━━ Available data ━━

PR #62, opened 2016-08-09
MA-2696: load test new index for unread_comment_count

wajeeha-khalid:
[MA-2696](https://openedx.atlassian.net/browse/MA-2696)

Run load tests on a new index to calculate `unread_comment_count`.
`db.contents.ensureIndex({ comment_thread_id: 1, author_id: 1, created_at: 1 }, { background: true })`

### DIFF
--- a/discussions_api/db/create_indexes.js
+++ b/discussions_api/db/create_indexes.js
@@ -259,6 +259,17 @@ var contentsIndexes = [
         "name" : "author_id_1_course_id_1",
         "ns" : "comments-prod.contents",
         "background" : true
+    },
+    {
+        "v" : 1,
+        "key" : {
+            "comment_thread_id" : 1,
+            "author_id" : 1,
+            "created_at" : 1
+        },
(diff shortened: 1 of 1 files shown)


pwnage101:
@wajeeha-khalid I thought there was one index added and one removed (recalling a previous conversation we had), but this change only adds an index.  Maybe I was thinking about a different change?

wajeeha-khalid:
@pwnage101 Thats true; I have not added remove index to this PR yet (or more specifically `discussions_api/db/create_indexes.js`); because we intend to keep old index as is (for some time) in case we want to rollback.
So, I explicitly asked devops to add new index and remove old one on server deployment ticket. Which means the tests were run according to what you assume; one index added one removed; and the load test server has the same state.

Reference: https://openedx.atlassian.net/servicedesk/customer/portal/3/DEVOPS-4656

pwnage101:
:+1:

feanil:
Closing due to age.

━━━

Please filter the listing down to lines that include the word "added".

▶ **The answer**:
@wajeeha-khalid I thought there was one index added and one removed (recalling a previous conversation we had), but this change only adds an index.  Maybe I was thinking about a different change?
@pwnage101 Thats true; I have not added remove index to this PR yet (or more specifically `discussions_api/db/create_indexes.js`); because we intend to keep old index as is (for some time) in case we want to rollback.
So, I explicitly asked devops to add new index and remove old one on server deployment ticket. Which means the tests were run according to what you assume; one index added one removed; and the load test server has the same state.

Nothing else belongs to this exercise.